## Problem details
Copy out the lines of the records below, and only those lines, from the one with "vpodzime: > The" through the one with "lluiscampos: > This", exactly as they appear.

## Data for review
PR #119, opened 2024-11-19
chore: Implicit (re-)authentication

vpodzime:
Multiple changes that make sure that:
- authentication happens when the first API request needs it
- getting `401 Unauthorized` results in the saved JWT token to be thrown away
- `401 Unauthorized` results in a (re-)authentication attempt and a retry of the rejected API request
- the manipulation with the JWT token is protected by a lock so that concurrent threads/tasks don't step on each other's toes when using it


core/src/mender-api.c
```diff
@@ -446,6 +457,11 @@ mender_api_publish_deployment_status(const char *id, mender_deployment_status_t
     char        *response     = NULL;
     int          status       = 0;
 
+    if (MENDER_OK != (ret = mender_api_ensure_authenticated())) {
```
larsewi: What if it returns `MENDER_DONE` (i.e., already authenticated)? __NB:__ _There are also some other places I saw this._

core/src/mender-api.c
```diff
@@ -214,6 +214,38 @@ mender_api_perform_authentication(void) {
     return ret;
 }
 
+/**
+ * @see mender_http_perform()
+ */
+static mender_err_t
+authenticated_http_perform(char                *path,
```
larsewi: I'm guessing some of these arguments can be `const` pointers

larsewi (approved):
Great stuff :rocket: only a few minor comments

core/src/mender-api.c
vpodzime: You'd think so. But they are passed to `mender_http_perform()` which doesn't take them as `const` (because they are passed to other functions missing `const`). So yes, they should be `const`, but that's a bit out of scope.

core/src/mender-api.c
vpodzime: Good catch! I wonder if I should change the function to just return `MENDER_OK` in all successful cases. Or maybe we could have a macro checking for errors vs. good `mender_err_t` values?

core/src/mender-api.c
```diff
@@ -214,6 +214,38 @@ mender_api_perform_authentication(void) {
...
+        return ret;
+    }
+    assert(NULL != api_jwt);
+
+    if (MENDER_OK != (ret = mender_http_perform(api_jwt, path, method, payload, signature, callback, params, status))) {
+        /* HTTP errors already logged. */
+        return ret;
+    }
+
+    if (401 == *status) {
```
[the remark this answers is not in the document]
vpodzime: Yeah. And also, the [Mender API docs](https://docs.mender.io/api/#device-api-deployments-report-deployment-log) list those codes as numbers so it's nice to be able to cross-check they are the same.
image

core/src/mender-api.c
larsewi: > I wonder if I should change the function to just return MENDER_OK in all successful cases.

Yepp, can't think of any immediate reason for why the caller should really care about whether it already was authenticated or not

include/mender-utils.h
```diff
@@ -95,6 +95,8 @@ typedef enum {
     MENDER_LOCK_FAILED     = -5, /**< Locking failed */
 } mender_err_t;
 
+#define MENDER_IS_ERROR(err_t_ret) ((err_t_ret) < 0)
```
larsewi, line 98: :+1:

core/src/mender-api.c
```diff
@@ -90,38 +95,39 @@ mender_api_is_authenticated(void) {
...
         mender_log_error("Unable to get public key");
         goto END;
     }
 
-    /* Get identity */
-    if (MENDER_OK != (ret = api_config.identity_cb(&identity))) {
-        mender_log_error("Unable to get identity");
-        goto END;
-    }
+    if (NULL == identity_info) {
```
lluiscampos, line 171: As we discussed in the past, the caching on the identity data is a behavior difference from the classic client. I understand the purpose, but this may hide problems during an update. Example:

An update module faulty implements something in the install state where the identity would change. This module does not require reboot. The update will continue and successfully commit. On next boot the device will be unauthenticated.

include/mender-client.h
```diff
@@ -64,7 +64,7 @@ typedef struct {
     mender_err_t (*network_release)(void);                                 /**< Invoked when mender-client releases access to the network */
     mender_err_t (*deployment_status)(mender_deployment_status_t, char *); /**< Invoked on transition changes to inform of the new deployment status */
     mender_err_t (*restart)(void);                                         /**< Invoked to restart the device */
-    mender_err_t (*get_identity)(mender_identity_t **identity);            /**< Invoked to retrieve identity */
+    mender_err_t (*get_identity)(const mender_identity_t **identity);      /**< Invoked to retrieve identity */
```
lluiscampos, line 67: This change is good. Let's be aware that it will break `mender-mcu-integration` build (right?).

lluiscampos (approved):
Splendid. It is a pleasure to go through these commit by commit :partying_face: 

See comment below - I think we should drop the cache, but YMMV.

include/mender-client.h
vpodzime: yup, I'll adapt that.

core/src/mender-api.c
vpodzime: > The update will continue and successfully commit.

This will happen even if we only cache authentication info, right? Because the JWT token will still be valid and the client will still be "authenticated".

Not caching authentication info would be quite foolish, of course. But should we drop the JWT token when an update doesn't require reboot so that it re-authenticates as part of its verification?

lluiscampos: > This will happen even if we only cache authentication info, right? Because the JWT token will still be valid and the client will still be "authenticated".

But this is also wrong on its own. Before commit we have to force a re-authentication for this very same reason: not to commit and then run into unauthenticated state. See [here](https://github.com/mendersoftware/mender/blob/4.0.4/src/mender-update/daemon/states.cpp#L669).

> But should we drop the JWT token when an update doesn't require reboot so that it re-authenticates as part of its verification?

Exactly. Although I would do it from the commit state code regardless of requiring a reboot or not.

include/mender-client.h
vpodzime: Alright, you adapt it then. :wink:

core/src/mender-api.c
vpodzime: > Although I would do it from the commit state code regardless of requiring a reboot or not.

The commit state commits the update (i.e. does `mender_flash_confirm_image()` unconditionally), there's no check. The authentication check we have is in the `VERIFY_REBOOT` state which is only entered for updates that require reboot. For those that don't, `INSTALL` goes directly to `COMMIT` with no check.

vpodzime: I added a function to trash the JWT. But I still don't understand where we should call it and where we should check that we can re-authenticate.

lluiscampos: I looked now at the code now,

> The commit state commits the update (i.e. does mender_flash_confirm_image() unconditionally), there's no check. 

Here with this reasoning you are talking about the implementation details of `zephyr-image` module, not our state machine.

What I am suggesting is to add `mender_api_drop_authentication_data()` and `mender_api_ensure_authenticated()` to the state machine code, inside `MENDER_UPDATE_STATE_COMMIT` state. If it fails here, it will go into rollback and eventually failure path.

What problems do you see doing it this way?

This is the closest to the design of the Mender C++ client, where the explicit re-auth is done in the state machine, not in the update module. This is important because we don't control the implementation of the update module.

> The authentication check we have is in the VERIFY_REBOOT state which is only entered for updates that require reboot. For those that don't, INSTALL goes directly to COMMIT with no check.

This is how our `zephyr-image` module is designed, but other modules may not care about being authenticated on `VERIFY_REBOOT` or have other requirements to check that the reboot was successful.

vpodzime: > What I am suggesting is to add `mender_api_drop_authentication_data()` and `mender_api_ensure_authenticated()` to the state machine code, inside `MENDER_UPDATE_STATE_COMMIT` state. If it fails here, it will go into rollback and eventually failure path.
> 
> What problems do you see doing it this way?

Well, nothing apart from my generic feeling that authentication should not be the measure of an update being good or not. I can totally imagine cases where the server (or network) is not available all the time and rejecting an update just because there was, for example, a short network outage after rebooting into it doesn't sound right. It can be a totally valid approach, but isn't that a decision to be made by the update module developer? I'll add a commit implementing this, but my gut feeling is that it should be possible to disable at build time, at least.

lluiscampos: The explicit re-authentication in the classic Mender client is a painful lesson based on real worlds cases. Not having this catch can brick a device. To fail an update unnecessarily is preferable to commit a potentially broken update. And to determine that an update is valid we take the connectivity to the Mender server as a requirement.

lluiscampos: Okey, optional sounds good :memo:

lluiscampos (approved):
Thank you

---

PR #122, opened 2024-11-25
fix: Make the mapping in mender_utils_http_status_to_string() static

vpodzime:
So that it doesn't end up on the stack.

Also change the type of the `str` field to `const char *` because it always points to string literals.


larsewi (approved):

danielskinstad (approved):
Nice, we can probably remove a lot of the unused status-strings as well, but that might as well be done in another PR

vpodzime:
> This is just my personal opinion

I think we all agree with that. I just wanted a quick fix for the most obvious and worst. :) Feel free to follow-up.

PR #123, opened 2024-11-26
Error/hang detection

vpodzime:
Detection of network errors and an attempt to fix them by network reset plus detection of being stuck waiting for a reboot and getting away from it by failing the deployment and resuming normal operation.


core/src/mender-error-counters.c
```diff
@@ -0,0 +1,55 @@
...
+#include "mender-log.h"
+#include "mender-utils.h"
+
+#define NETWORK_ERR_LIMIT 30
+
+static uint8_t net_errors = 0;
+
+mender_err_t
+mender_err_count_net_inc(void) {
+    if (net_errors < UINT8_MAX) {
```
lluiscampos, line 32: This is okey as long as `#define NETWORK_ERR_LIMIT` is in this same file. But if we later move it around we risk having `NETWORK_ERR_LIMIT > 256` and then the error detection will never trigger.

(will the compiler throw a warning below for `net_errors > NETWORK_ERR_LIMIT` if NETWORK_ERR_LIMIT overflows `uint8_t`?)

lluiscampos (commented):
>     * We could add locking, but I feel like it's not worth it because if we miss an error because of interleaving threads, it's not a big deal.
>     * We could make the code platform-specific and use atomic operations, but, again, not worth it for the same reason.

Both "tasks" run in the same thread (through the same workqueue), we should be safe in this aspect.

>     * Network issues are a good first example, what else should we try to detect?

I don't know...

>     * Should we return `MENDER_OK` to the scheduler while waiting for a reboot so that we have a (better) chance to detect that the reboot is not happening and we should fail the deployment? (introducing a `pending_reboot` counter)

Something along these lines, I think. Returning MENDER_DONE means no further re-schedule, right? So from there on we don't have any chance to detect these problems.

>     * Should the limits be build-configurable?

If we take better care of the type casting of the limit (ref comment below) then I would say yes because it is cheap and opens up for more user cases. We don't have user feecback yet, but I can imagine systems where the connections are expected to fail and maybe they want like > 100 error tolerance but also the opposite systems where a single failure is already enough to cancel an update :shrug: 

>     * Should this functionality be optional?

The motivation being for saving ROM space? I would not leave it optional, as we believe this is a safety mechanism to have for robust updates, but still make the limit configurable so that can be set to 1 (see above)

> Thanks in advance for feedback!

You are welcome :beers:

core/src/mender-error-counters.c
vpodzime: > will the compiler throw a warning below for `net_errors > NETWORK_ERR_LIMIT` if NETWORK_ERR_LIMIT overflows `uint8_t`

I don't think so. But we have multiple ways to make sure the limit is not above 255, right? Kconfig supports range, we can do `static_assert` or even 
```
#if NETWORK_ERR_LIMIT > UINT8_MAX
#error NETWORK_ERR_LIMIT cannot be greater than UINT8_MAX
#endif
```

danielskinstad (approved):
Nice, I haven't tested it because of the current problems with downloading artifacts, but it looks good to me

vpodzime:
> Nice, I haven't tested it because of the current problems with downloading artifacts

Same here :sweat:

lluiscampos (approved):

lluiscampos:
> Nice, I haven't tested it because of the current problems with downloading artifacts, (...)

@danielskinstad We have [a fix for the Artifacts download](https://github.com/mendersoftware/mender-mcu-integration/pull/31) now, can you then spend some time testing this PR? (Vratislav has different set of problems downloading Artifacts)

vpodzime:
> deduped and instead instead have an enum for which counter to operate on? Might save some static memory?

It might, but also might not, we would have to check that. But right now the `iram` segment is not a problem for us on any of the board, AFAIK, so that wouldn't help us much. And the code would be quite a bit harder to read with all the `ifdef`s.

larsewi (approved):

## Result of the task
vpodzime: > The update will continue and successfully commit.

This will happen even if we only cache authentication info, right? Because the JWT token will still be valid and the client will still be "authenticated".

Not caching authentication info would be quite foolish, of course. But should we drop the JWT token when an update doesn't require reboot so that it re-authenticates as part of its verification?

lluiscampos: > This will happen even if we only cache authentication info, right? Because the JWT token will still be valid and the client will still be "authenticated".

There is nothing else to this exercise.